▸ **SUPPLIED MATERIAL**
PR #2039, opened 2025-04-11
Move the AllDevicesModel to the DataManager

chriadam:
At least the Mock backend requires access to the AllDevicesModel, and so the data manager loader will not transition to active state unless this AllDevicesModel is accessible via Global.

The GUI (including ApplicationContent) is not loaded until the data manager loader is finished.

Thus, previously, there were cases where the UI would never load because the data manager would never finish loading because it was waiting for something which was initialized by the UI.

This commit ensures that the AllDevicesModel is initialized within the data manager instead.


MikeTrahearn-Qinetic (approved):
While in principle this would indeed "fix" the described race condition, the general question of why the Global object's properties are assigned rather than bound is raised - something that would prevent this condition occurring in the first place. However, there may be reasons for why this was done prior to my present understanding so I leave the question here.

blammit (approved):

PR #2044, opened 2025-04-15
Dialog cleanup

blammit:


pages/settings/PageVrmDeviceInstances.qml
```diff
@@ -66,7 +61,8 @@ Page {
 
 		for (let i = 0; i < Global.allDevicesModel.count; ++i) {
 			const device = Global.allDevicesModel.deviceAt(i)
-			if (device.deviceInstance === deviceInstance
+			if (device
```
MikeTrahearn-Qinetic, line 64: Might be just the web view but the indentation looks odd here.

pages/settings/PageVrmDeviceInstances.qml
```diff
@@ -32,24 +32,19 @@ import Victron.VenusOS
...
-			_swapDialog.instanceA.uid = uid
-			_swapDialog.instanceB.uid = classAndVrmInstanceModel.get(conflictingDeviceIndex).uid
-			_swapDialog.temporaryVrmInstance = isNaN(maximumVrmInstance) ? 0 : maximumVrmInstance + 1
-			_swapDialog.errorFunc = errorFunc
-			_swapDialog.open()
+			const dialogParams = {
+				instanceAUid: uid,
+				instanceBUid: classAndVrmInstanceModel.get(conflictingDeviceIndex).uid,
+				temporaryVrmInstance: isNaN(maximumVrmInstance) ? 0 : maximumVrmInstance + 1,
+				errorFunc: errorFunc,
```
MikeTrahearn-Qinetic, line 45: Passing presumably a JS function to another component via a JS Object? Dangerous if not strange.

blammit: Do you mean, in case the error function disappears during the dialog lifetime? Yes, ideally the dialog would be declared within the delegate to avoid needing this callback function to be called when the error function fails. That can be fixed in a separate PR as it will require some refactoring.

pages/settings/PageVrmDeviceInstances.qml
blammit: Yes, looks odd in the web view if using the default 8-space rendering for tabs.

pages/settings/PageVrmDeviceInstances.qml
```diff
@@ -76,10 +72,6 @@ Page {
 
 	// If user changes the VRM instance, ask whether reboot should be done when page is popped.
 	tryPop: () => {
-		if (_swapDialog && _swapDialog.visible) {
```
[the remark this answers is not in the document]
blammit: Originally the dialogs weren't modal, so it was possible to try to pop the page without closing the dialog. But now the dialog must be closed before the page can be popped, so it's no longer possible to run into this situation.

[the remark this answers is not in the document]
chriadam: I see

chriadam (approved):

pages/settings/PageVrmDeviceInstances.qml
MikeTrahearn-Qinetic: Nothing about lifetime, but there's another thing. But no, it was more about what looks like passing a function "pointer" via a JS Object. Doing it with var properties is one thing (that can't be qmllinted) but going via a JS Object is on another level of type-unsafeness. If this is common practice in Gui-v2 then there's not much else to comment.

blammit: Is there a better way to specify the function in this case? In terms of type safety, there isn't a function type that we can specify for the property, but that would be nice to have.

PR #2046, opened 2025-04-15
Use a single list model/view for notifications

blammit:


chriadam:
Is this for key navigation support?

blammit:
Yes, this will simplify things a lot for key navigation.

MikeTrahearn-Qinetic:
I kind of see what you did here, but it is a huge compromise when you could simply manage the focus on two ListViews - it can't be that hard.

blammit:
> I kind of see what you did here, but it is a rather complex solution considering ListViews are themselves FocusScopes.

Using only a single ListView will be a general improvement as well, as it greatly simplifies the model/view here. Having the non-interactive ListView within the header of another ListView already causes other problems. For example:

- it cannot make use of the cacheBuffer and delegate creation optimizations, since it always creates its delegates regardless of whether they are shown, as the height is sized to ensure it always shows the available contentHeight
- if the header ListView has more items than what fits on-screen, and you set its currentIndex, it cannot auto-scroll to show the currentIndex as expected, since the height is fixed and the view is within the header of another ListView; you could add some hooks to scroll the parent ListView contentY, but it would be far simpler to only have one currentIndex to track within a single view

Used a nested ListView is a convenient solution if a single model/view is not possible, but here it is quite straightforward to have the single model/view so it would be nicer to move to use that instead.

chriadam (approved):
LGTM

PR #2998, opened 2026-05-15
Virtual OS keyboard: track OS keyboard height via JS→C++→QML bridge

mr-manuel:
Add Theme.keyboardHeight (EMSCRIPTEN_BINDINGS) to relay the native
keyboard height from JS to QML; Screen.heightChanged does not fire
on WASM for keyboard events.

index.html: pin canvas with visualViewport tracking, switch to
100lvh, add interactive-widget=resizes-visual-viewport, and detect
keyboard open/close via navigator.virtualKeyboard or visualViewport.

WasmVirtualKeyboardHandler: scroll only when the field is outside
the visible area; position it at the bottom of the viewport rather
than the top; add a dismiss-guard timer for Qt re-focus during close.

ModalDialog: position above the keyboard using the accurate height;
add the same dismiss-guard pattern for WASM.

### DIFF
--- a/i18n/venus-gui-v2_af.ts
+++ b/i18n/venus-gui-v2_af.ts
@@ -3208,52 +3208,52 @@ Gebruik tensy dit deur die diensverskaffer verbied word.</translation>
       <translation>Laespanning ontkoppel (ignoreer altyd)</translation>
     </message>
     <message id="batterysettings_battery_bank">
-      <location filename="../../pages/settings/devicelist/battery/PageBatterySettings.qml" line="38"/>
+      <location filename="../../pages/settings/devicelist/battery/PageBatterySettings.qml" line="46"/>
       <source>Battery bank</source>
       <translation>Battery bank</translation>
     </message>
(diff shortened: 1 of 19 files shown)


blammit:
This isn't working correctly yet on iOS - in the control cards, the card does not scroll up to the correct position. Investigation shows that `Theme.keyboardHeight` is not set at the time that `onAboutToFocusTextField()` is triggered in `WasmVirtualKeyboardHandler`, and not later in the `Qt.callLater()` call either, or even when the item becomes the window `activeFocusItem`. It appears that `Theme.keyboardHeight` is not set until the keyboard is fully on-screen. So, the current code does not work because it tries to set up the geometry at the time that the text field is clicked, which is before the `Theme.keyboardHeight` is set.

blammit:
Perhaps we can drop most of the code in WasmVirtualKeyboardHandler and just resize the view according to Theme.keyboardHeight. Will investigate.

mr-manuel:
Closed by mistake. Will open a new PR when code is ready. Copilow review changes where applied.

Issue #2840, opened 2026-02-19
Wifi: Hide gateway field when internet access is disabled


ReinvdZee:
When the toggle "Allow using wifi for internet access" is disabled, the gateway address is cleared but still visible in the Wifi page.

Instead, the gateway field should be hidden when the toggle is disabled. 

<img width="960" height="563" alt="Image" src="https://github.com/user-attachments/assets/0779e51c-a482-49c1-8f05-d13a9ee0e8b9" />

ReinvdZee:
Raising the prio, as this should be a simple fix but valuable to the user.

ybott-qinetic:
@ReinvdZee Just to clarity the exact functionality. Do you want the Gateway value to show only when "Allow using wifi for internet access" is true? Or do you want the Gateway value to show when it has valid contents? 
I checked with gui-v1 and for wifi if I turn off the "Allow using ... internet access" toggle the gateway value will continue to show.

ybott-qinetic:
Clarity provided from Rein: Hide the field if the toggle is disabled.

chriadam:
Merged to main, closing as fixed.  Might be worth discussing the final semantics in the meeting today (i.e. the wifi gateway value seems to get set to null by the system if ethernet is also connected, so we decided to hide the wifi gateway field in that case also).

PR #3010, opened 2026-05-21
Settings: hide gateway field when wifi internet access is disabled

ybott-qinetic:
Contributes to #2840


chriadam:
commit subject should be something like: "Settings: hide gateway field when internet access is disabled" for clarity

pages/settings/NetworkSettingsPageModel.qml
```diff
@@ -155,7 +155,7 @@ VisibleItemModel {
 		//% "Gateway"
 		text: qsTrId("settings_tcpip_gateway")
 		interactive: method.userHasWriteAccess && networkServices.manual
-		preferredVisible: networkServices.wifi || ethernetGatewayEnabled.checked
```
chriadam, line 158: instead of removing the networkServices.wifi check, maybe it should just use && instead of || ?  Or am I misunderstanding what the validity constraint should be?

ybott-qinetic: Is the network settings page used for all network settings? Not just wifi?

chriadam: I'm not sure, but according to the task #2840 the toggle says "Allow using wifi for internet access" so I would imagine that the wifi would have to be available for this to be visible.  But maybe I'm wrong - I don't know the network settings stuff at all.

chriadam: Maybe ask Rein tonight at the meeting.

pages/settings/NetworkSettingsPageModel.qml
```diff
@@ -155,7 +155,7 @@ VisibleItemModel {
...
+		preferredVisible: ethernetGatewayEnabled.checked
```
DanielMcInnes: If I understand correctly, this change hides the "Gateway" setting if the cerbo is connected via wifi instead of ethernet. Why would we want to do that? Does "Gateway" only make sense for a wired connection? I don't know much about networking :)

pages/settings/NetworkSettingsPageModel.qml
blammit: > Is the network settings page used for all network settings? Not just wifi?

It's used for ethernet as well.

blammit (commented):
I can still reproduce the issue on GX. If I turn off the "Allow using wifi for internet access" option, then open the page for the connected wifi AP, it shows the "Gateway" list item with the "--" text.

Also, the commit message refers to "internet sharing" but the issue is about access rather than sharing.

pages/settings/NetworkSettingsPageModel.qml
```diff
@@ -155,10 +155,15 @@ VisibleItemModel {
...
 		interactive: method.userHasWriteAccess && networkServices.manual
-		preferredVisible: networkServices.wifi || ethernetGatewayEnabled.checked
+		preferredVisible: (networkServices.wifi && wifiGatewayEnabled.value === true) || (!networkServices.wifi && ethernetGatewayEnabled.checked)
 		writeAccessLevel: VenusOS.User_AccessType_User
 		secondaryText: networkServices.gateway
 		saveInput: function() { networkServices.setServiceProperty("Gateway", secondaryText) }
+
+		VeQuickItem {
+			id: wifiGatewayEnabled
+			uid: Global.venusPlatform.serviceUid + "/Network/Wifi/GatewayEnabled"
```
chriadam: I would do
```
uid: networkServices.wifi ? Global.venusPlatform.serviceUid + "/Network/Wifi/GatewayEnabled" : ""
```

pages/settings/NetworkSettingsPageModel.qml
```diff
@@ -155,10 +155,15 @@ VisibleItemModel {
 		//% "Gateway"
 		text: qsTrId("settings_tcpip_gateway")
 		interactive: method.userHasWriteAccess && networkServices.manual
-		preferredVisible: networkServices.wifi || ethernetGatewayEnabled.checked
+		preferredVisible: (networkServices.wifi && wifiGatewayEnabled.value === true) || (!networkServices.wifi && ethernetGatewayEnabled.checked)
```
chriadam: I would change `networkServices.wifi` to `wifiGatewayEnabled.valid` after updating the uid binding in wifiGatewayEnabled to include the networkServices.wifi check.

pages/settings/NetworkSettingsPageModel.qml
```diff
@@ -155,10 +155,16 @@ VisibleItemModel {
 		//% "Gateway"
 		text: qsTrId("settings_tcpip_gateway")
 		interactive: method.userHasWriteAccess && networkServices.manual
-		preferredVisible: networkServices.wifi || ethernetGatewayEnabled.checked
+		preferredVisible: (wifiGatewayEnabled.valid && (wifiGatewayEnabled.value === true || wifiGatewayEnabled.value === 1))
```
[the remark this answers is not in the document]
chriadam: Nope.

blammit (dismissed):

chriadam:
Indeed.  It seems that if the system has a valid ethernet connection, and that ethernet connection has Internet Gateway enabled, the system will always prefer Ethernet for internet network routing, and so the wifi gateway will be unset.  I will add a check to the wifi page, to check whether there is also a valid ethernet connection, and if so, if its gateway is enabled, and if so, to hide the wifi gateway field.

pages/settings/PageSettingsWifi.qml
```diff
@@ -187,7 +187,7 @@ Page {
 			Component {
 				id: wifiPointComponent
 
-				PageSettingsTcpIp {
+				PageSettingsEthernet {
```
blammit: Naming-wise, it seems like `PageSettingsTcpIp` should be the common component between the ethernet/wifi pages, and for`PageSettingsEthernet` to be removed instead.

blammit (approved):
LGTM, minor comment about naming.

pages/settings/PageSettingsWifi.qml
chriadam: Done

PR #3015, opened 2026-05-21
Overview: show VE.Bus state if system state is not available

blammit:
If the system state is not available, the Inverter/Charger box should show the state of the system VE.Bus service instead.

This aligns with the gui-v1 behaviour.


blammit:
Actually, as per https://victrondevelopment.slack.com/archives/C020QG3JVEW/p1779363186822549?thread_ts=1779277244.018819&cid=C020QG3JVEW, just showing the system state is correct. Closing.

PR #3016, opened 2026-05-21
Overview: rename "Solar yield" to "Solar"

### LINKED ISSUE #3014: Change Overview solar tile name from "Solar yield" to "Solar"
"Solar yield" is about the energy it yields, and the tile only shows energy values in some cases, namely when only PV chargers with solar history are present. (To reduce confusion, history bars are not shown when any PV inverters are present, as those do not provide history.)

blammit:
"Solar yield" is about the energy it yields, and the tile only shows energy values in some cases (namely when only PV chargers with solar history are present) so just "Solar" is more appropriate.

Fixes #3014

### DIFF
--- a/pages/BriefSidePanel.qml
+++ b/pages/BriefSidePanel.qml
@@ -22,8 +22,7 @@ ColumnLayout {
 	spacing: Theme.geometry_sidePanel_spacing
 
 	BriefSidePanelWidget {
-		//% "Solar yield"
-		title: qsTrId("brief_solar_yield")
+		title: CommonWords.solar
 		icon.source: "qrc:/images/solaryield.svg"
 		loadersActive: Global.solarInputs.devices.count > 0 // only show graph if there are solar inputs with history (i.e. not PV inverters)
 		visible: Global.solarInputs.inputCount > 0 // show if there are any solar inputs (PV chargers, PV inverters, etc.)
--- a/components/CommonWords.qml
+++ b/components/CommonWords.qml
@@ -496,6 +496,9 @@ QtObject {
 	//% "SOC %1"
 	readonly property string soc_with_prefix: qsTrId("common_words_soc")
 
+	//% "Solar"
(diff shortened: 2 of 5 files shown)


chriadam:
The commit message confused me a bit, perhaps it could be changed to something like:

```
Solar yield is a measure of (accumulated) energy generated over time,
and this data is only available from PV inverter/chargers with solar history.
When the system does not include a PV inverter/charger with history,
we will show the instantaneous power value on the Overview tile rather
than yield, so we should rename the tile to just "Solar" instead of "Solar Yield".
```

pages/BriefSidePanel.qml
```diff
@@ -22,8 +22,7 @@ ColumnLayout {
 	spacing: Theme.geometry_sidePanel_spacing
 
 	BriefSidePanelWidget {
-		//% "Solar yield"
-		title: qsTrId("brief_solar_yield")
+		title: CommonWords.solar
```
chriadam, line 25: maybe this should be:
```
title: loadersActive ? "Solar Yield" : CommonWords.solar
```

blammit: Would be good to keep the name consistent I think, for reference/documentation purposes as well.

blammit:
> The commit message confused me a bit, perhaps it could be changed to something like:
> 
> ```
> Solar yield is a measure of (accumulated) energy generated over time,
> and this data is only available from PV inverter/chargers with solar history.
> When the system does not include a PV inverter/charger with history,
> we will show the instantaneous power value on the Overview tile rather
> than yield, so we should rename the tile to just "Solar" instead of "Solar Yield".
> ```

Sounds good, done.

pages/BriefSidePanel.qml
chriadam: Fair enough

chriadam (approved):

PR #3017, opened 2026-05-22
Solar: order solar trackers by tracker index instead of name

### LINKED ISSUE #2852: Solar trackers are ordered differently in different drilldowns
In some places they seem to be ordered alphabetically ascending, in others alphabetically descending.  See the following screenshot:

Image

Original report: https://community.victronenergy.com/t/feature-request-keep-external-control-sorted-in-the-new-gui/53307

blammit:
In the solar input list, when there are multiple solar trackers for the same PV charger, then sort those trackers by tracker index instead of by name.

Fixes #2852

### DIFF
--- a/src/solarinput.h
+++ b/src/solarinput.h
@@ -87,6 +87,7 @@ class TrackerSolarInput : public SolarInput
 	Q_OBJECT
 public:
 	explicit TrackerSolarInput(Device *device, bool isSingleTrackerDevice, int trackerIndex, QObject *parent = nullptr);
+	int trackerIndex() const;
 
 	static bool isEnabledTracker(VeQItem *serviceItem, int trackerIndex);
 
--- a/src/solarinputmodel.cpp
+++ b/src/solarinputmodel.cpp
@@ -40,6 +40,18 @@ int SolarInputModel::count() const
 	return m_enabledInputs.count();
 }
 
+int SolarInputModel::trackerIndex(int row) const
+{
+	if (row < 0 || row >= m_enabledInputs.count()) {
+		return -1;
+	}
+	if (TrackerSolarInput *input = qobject_cast<TrackerSolarInput *>(m_enabledInputs.at(row))) {
+		return input->trackerIndex();
+	} else {
+		return -1;
+	}
+}
+
 QVariant SolarInputModel::data(const QModelIndex &index, int role) const
 {
 	const int row = index.row();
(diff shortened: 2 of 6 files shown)


src/solarinput.h
```diff
@@ -87,6 +87,7 @@ class TrackerSolarInput : public SolarInput
 	Q_OBJECT
 public:
 	explicit TrackerSolarInput(Device *device, bool isSingleTrackerDevice, int trackerIndex, QObject *parent = nullptr);
+	int trackerIndex() const;
```
chriadam, line 90: any reason why we don't want to expose this as a Q_PROPERTY ?

src/solarinputmodel.cpp
```diff
@@ -296,17 +308,28 @@ SortedSolarInputModel::SortedSolarInputModel(QObject *parent)
...
-		const QString leftName = sourceModel()->data(
-				sourceModel()->index(sourceLeft.row(), sourceLeft.column()), SolarInputModel::NameRole).toString();
-		const QString rightName = sourceModel()->data(
-				sourceModel()->index(sourceRight.row(), sourceRight.column()), SolarInputModel::NameRole).toString();
-		return leftName.localeAwareCompare(rightName) < 0;
+		if (sourceModel()->data(leftIndex, SolarInputModel::ServiceUidRole) == sourceModel()->data(leftIndex, SolarInputModel::ServiceUidRole)) {
+			// If the two inputs belong to the same service, then these must be both trackers from
+			// the same device, so sort them by tracker index.
+			if (SolarInputModel *model = qobject_cast<SolarInputModel *>(sourceModel())) {
+				return model->trackerIndex(leftIndex.row()) < model->trackerIndex(rightIndex.row());
```
chriadam: I think it would be worth ensuring that the tracker index isn't -1 when doing the comparison, and perhaps emitting a warning in the case where it is (and then falling back to name-based sorting).

blammit: Done

src/solarinput.h
blammit: It wouldn't be useful as it's not needed outside of the C++ model at the moment.

chriadam (approved):

src/solarinputmodel.cpp
blammit: Discussed the warning is not needed, as PV inverters always have trackerIndex=-1. Added a comment to explain this instead.

PR #3018, opened 2026-05-22
UI: add demo mode indicator

### LINKED ISSUE #2249: Add demo mode indicator
The old ui has a feature to show the user that demo mode is enabled. The reason to do that is that it can be quite confusing if Demo mode is enabled but as a user or technician doing trouble shooting you don't know.

Image

blammit:
When the /Settings/Gui/DemoMode local setting indicates that a demo mode is active, show a "Demo mode" label in the top-left of the app view.

Also adjust the left/right padding of SettingsListHeader so that they align with the text of adjacent list items. Otherwise, the header text is too close to the demo mode indicator.

Fixes #2249

### DIFF
--- a/components/DemoModeIndicator.qml
+++ b/components/DemoModeIndicator.qml
@@ -1,0 +1,29 @@
+/*
+** Copyright (C) 2026 Victron Energy B.V.
+** See LICENSE.txt for license information.
+*/
+
+import QtQuick
+import Victron.VenusOS
+
+Rectangle {
+	implicitWidth: modeLabel.implicitWidth
+	implicitHeight: modeLabel.implicitHeight
+	topLeftRadius: Theme.geometry_button_radius
+	topRightRadius: Theme.geometry_button_radius
+	color: Theme.color_demoModeIndicator_background
+
+	Label {
+		id: modeLabel
+
+		leftPadding: Theme.geometry_demoModeIndicator_horizontalPadding
+		rightPadding: Theme.geometry_demoModeIndicator_horizontalPadding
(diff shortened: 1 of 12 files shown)


components/DemoModeIndicator.qml
```diff
@@ -0,0 +1,32 @@
+/*
+** Copyright (C) 2026 Victron Energy B.V.
+** See LICENSE.txt for license information.
+*/
+
+import QtQuick
+import Victron.VenusOS
+
+Rectangle {
+	y: -height
```
chriadam: This seems very strange.  Normally, the positioning would be done by whatever instantiates the component.

blammit: It's to offset the rotation, but it is a bit strange - I'll move the rotation and the y change to the parent.

blammit: Done.

components/DemoModeIndicator.qml
```diff
@@ -0,0 +1,29 @@
...
+** See LICENSE.txt for license information.
+*/
+
+import QtQuick
+import Victron.VenusOS
+
+Rectangle {
+	implicitWidth: modeLabel.implicitWidth
+	implicitHeight: modeLabel.implicitHeight
+	topLeftRadius: 8
```
chriadam: I wonder if the radius should be a theme constant?

blammit: Oops, fixed

chriadam (approved):
No nitpicks left, LGTM

PR #3019, opened 2026-05-22
DESS: fix the Mode menu item and warning

jhofstee:
Oportunity loads is an optional feature and is not installed at all at the moment and won't not be available for all devices. If it is not installed the /Settings/DynamicEss/Mode in venus-platform doesn't exists, hence the comparison with zero won't work. Correct this by checking if the service is not enabled.

Also correct the warning text, opportunity loads must be disabled, not DESS.

Fixes cfa0d6f104e8 ("Settings: Disable Opportunity Loads when DESS is running")


DanielMcInnes (approved):

DanielMcInnes:
Sorry Jeroen!

PR #3020, opened 2026-05-26
UI Controls: ensure the switch in a disabled ListItem cannot be toggled

blammit:
When disabling a switch, set Switch::enabled, instead of trying to disable the behaviour from the onClicked handler. Otherwise, the user is still able to toggle the switch with a swipe/drag action.

Also remove the Switch::showEnabled property as it is no longer used.


DanielMcInnes (approved):
lgtm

▸ **PROBLEM TO WORK ON**
Only the lines from the first one of the listing up to and including the line where "Dialog cleanup" appears are wanted, reproduced exactly.

▸ **TASK ANSWER**
PR #2039, opened 2025-04-11
Move the AllDevicesModel to the DataManager

chriadam:
At least the Mock backend requires access to the AllDevicesModel, and so the data manager loader will not transition to active state unless this AllDevicesModel is accessible via Global.

The GUI (including ApplicationContent) is not loaded until the data manager loader is finished.

Thus, previously, there were cases where the UI would never load because the data manager would never finish loading because it was waiting for something which was initialized by the UI.

This commit ensures that the AllDevicesModel is initialized within the data manager instead.


MikeTrahearn-Qinetic (approved):
While in principle this would indeed "fix" the described race condition, the general question of why the Global object's properties are assigned rather than bound is raised - something that would prevent this condition occurring in the first place. However, there may be reasons for why this was done prior to my present understanding so I leave the question here.

blammit (approved):

PR #2044, opened 2025-04-15
Dialog cleanup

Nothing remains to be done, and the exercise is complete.